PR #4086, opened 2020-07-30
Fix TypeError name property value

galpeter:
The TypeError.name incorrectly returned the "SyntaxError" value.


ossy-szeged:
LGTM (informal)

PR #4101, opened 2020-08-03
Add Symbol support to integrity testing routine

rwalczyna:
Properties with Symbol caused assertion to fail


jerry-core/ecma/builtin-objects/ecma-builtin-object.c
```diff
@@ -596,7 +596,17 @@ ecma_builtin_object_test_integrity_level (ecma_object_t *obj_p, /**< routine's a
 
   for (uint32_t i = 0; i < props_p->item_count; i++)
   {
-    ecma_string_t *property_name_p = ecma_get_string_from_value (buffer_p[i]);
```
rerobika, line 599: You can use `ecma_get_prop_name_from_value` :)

▶ _Exercise details_
Each line above holding the word "TypeError" counts; reply with how many there are, only the number.

▶ _Answer area_
2